Speed of SSIS execution much slower in package execution as step( "Execute Package Tasks") compare to single package execution

  • Hi,
     I am creating  data migration scenario for SQL 2017
     I need to load  160 GB from ~250 tables  Server A database 1 to Server A database 2
     I build  ~ 6 SSIS , each SSIS load one or more schema (number of tables and each SSIS in as low  as 17  and as much as 60)
     Using SSDT 2017, all SSIS executed in Debug move from SSDT on Server A  
     Originally every SSIS build and Saved using "Import Data" wizard from from SSMS 2017
     Each SSIS contain sequential control flows Preparation SQL Tasks (Truncate tables) and Data Flow Tasks (each Data flow  has 5 source->destination transformations)
    On each Data flow Task I set  AutoAdjust BufferSize =True and  and for every table with Row count > 100000 I set Maximum insert commit size = 100000

    Test Scenario 1
     SSIS1  execution time 2 min
     SSIS2  execution time 3 min
     SSIS3  execution time 20 min (Some Data flow sources  have tables with 25M row, total number of row inserted by this SSIS  ~ =120M)

    Test Scenario 2
     Execution of  each SSIS as  "Execute Package Task")

     Execute Package Task 1  (SSIS1 )-- execution time 2 minutes
     Execute Package Task 1  (SSIS2 )-- execution time 3 minutes
     Execute Package Task 1  (SSIS3 )-- execution time  13 Hours!!!
    I can see in in debugger of SSDT that data transformation tasks in SSIS3  becoming extremely  slow  when executed in step as Execute Package Task

    Server has 24 GB of RAM and 4 CPU, database 1 and database 2 located on 1TB SSD drive
    Since it should be "one time" migration operation I was plan automate it  by running all SSIS  as set of   "Execute Package Tasks" 

    What might cause slow execution of in Data transformation when SSIS executed as   part of "Execute Package Tasks"  ?

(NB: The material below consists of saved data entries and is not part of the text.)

PR #130, opened 2024-01-18
feat: helper function to check pending block filter

allnil:
helper function to check if the filter configured to match pending block
originally from: https://github.com/paradigmxyz/reth/pull/6108

### DIFF
--- a/crates/rpc-types/src/eth/filter.rs
+++ b/crates/rpc-types/src/eth/filter.rs
@@ -356,6 +356,14 @@ impl Filter {
         self
     }
 
+    /// Return `true` if filter configured to match pending block
+    pub fn is_pending_block_filter(&self) -> bool {
+        let is_pending_block_filter =
+            self.block_option.get_from_block().map_or(false, BlockNumberOrTag::is_pending)
+                && self.block_option.get_to_block().map_or(false, BlockNumberOrTag::is_pending);
+        is_pending_block_filter
+    }
+
     /// Pins the block hash for the filter
     #[must_use]
     pub fn at_block_hash<T: Into<B256>>(mut self, hash: T) -> Self {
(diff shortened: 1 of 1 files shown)


mattsse:
sweet

will bump this via https://github.com/paradigmxyz/reth/pull/6123

crates/rpc-types/src/eth/filter.rs
```diff
@@ -798,6 +806,13 @@ impl FilteredParams {
         true
     }
 
+    /// Return `true` if the filter configured to match pending block
+    pub fn is_pending_block_filter(&self) -> bool {
+        let is_pending_block_filter =
+            self.filter.as_ref().map_or(false, |f| f.is_pending_block_filter());
+        is_pending_block_filter
```
mattsse, line 813: style: no need for the tmp var

crates/rpc-types/src/eth/filter.rs
```diff
@@ -356,6 +356,14 @@ impl Filter {
         self
     }
 
+    /// Return `true` if filter configured to match pending block
+    pub fn is_pending_block_filter(&self) -> bool {
+        let is_pending_block_filter =
+            self.block_option.get_from_block().map_or(false, BlockNumberOrTag::is_pending)
+                && self.block_option.get_to_block().map_or(false, BlockNumberOrTag::is_pending);
+        is_pending_block_filter
```
mattsse, line 364: same

crates/rpc-types/src/eth/filter.rs
```diff
@@ -356,6 +356,14 @@ impl Filter {
         self
     }
 
+    /// Return `true` if filter configured to match pending block
```
mattsse, line 359: this should mention that this is the case if both from and to block tags are set to pending

crates/rpc-types/src/eth/filter.rs
```diff
@@ -798,6 +806,13 @@ impl FilteredParams {
         true
     }
 
+    /// Return `true` if the filter configured to match pending block
+    pub fn is_pending_block_filter(&self) -> bool {
```
mattsse, line 810: this should reference [Filter::is_pending_block_filter]

mattsse (changes requested):
smol nits

mattsse (approved):

DaniPopes (approved):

  • ebooklub - Thursday, October 25, 2018 10:24 AM

    Hi,
     I am creating  data migration scenario for SQL 2017
     I need to load  160 GB from ~250 tables  Server A database 1 to Server A database 2
     I build  ~ 6 SSIS , each SSIS load one or more schema (number of tables and each SSIS in as low  as 17  and as much as 60)
     Using SSDT 2017, all SSIS executed in Debug move from SSDT on Server A  
     Originally every SSIS build and Saved using "Import Data" wizard from from SSMS 2017
     Each SSIS contain sequential control flows Preparation SQL Tasks (Truncate tables) and Data Flow Tasks (each Data flow  has 5 source->destination transformations)
    On each Data flow Task I set  AutoAdjust BufferSize =True and  and for every table with Row count > 100000 I set Maximum insert commit size = 100000

    Test Scenario 1
     SSIS1  execution time 2 min
     SSIS2  execution time 3 min
     SSIS3  execution time 20 min (Some Data flow sources  have tables with 25M row, total number of row inserted by this SSIS  ~ =120M)

    Test Scenario 2
     Execution of  each SSIS as  "Execute Package Task")

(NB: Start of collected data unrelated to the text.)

PR #133, opened 2024-01-19
fix: use U256 for eth_getStorageAt

DaniPopes:
## Motivation

fix (maybe) https://github.com/foundry-rs/foundry/issues/6855

See links in comments

## PR Checklist

- [ ] Added Tests
- [ ] Added Documentation
- [ ] Breaking changes

### DIFF
--- a/crates/providers/src/provider.rs
+++ b/crates/providers/src/provider.rs
@@ -85,7 +85,7 @@ pub trait TempProvider: Send + Sync {
     async fn get_storage_at(
         &self,
         address: Address,
-        key: StorageKey,
+        key: U256,
         tag: Option<BlockId>,
     ) -> TransportResult<StorageValue>;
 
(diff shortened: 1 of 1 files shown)


crates/providers/src/provider.rs
```diff
@@ -280,12 +275,10 @@ impl<T: Transport + Clone + Send + Sync> TempProvider for Provider<T> {
...
     ) -> TransportResult<StorageValue> {
-        self.inner
-            .prepare(
-                "eth_getStorageAt",
-                (address, key, tag.unwrap_or(BlockNumberOrTag::Latest.into())),
-            )
-            .await
+        // Key is a QUANTITY according to the [spec](https://eth.wiki/json-rpc/API#eth_getstorageat).
+        // See: https://github.com/gakonst/ethers-rs/blob/b60c7fe1fea41a902e3b62dc716d45b326520fd0/ethers-providers/src/rpc/provider.rs#L674
+        let key = U256::from_be_bytes(key.into());
```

     Execute Package Task 1  (SSIS1 )-- execution time 2 minutes
     Execute Package Task 1  (SSIS2 )-- execution time 3 minutes
     Execute Package Task 1  (SSIS3 )-- execution time  13 Hours!!!
    I can see in in debugger of SSDT that data transformation tasks in SSIS3  becoming extremely  slow  when executed in step as Execute Package Task

    Server has 24 GB of RAM and 4 CPU, database 1 and database 2 located on 1TB SSD drive
    Since it should be "one time" migration operation I was plan automate it  by running all SSIS  as set of   "Execute Package Tasks" 

    What might cause slow execution of in Data transformation when SSIS executed as   part of "Execute Package Tasks"  ?

    Frankly, I fail to see why that task ever gets used for anything but totally trivial package executions.   Much better to use an Agent Job and job steps to control package execution flow.

    Steve (aka sgmunson) 🙂 🙂 🙂
    Rent Servers for Income (picks and shovels strategy)

  • it is non domain local server I don't want to go over security setting for importing ssis  and saving passwords to run as sql server agent jobs

    goal is to load data over weekend time frame and monitor at any point of time  loading process using "user friendly GUI"  of SSDT

  • ebooklub - Thursday, October 25, 2018 1:26 PM

    it is non domain local server I don't want to go over security setting for importing ssis  and saving passwords to run as sql server agent jobs

    goal is to load data over weekend time frame and monitor at any point of time  loading process using "user friendly GUI"  of SSDT

    If security is a concern, then why have a non-domain server involved in moving data either from or to a domain server?   You can always use a database to store passwords because SSIS lets you do that.  But if all you are ever going to do is manually run the package within Visual Studio, and locally from this non-domain server, that's in the category of 100% dependent on a human being to accomplish.   Bit of a dangerous dependency if you are the only one who would know how to run it.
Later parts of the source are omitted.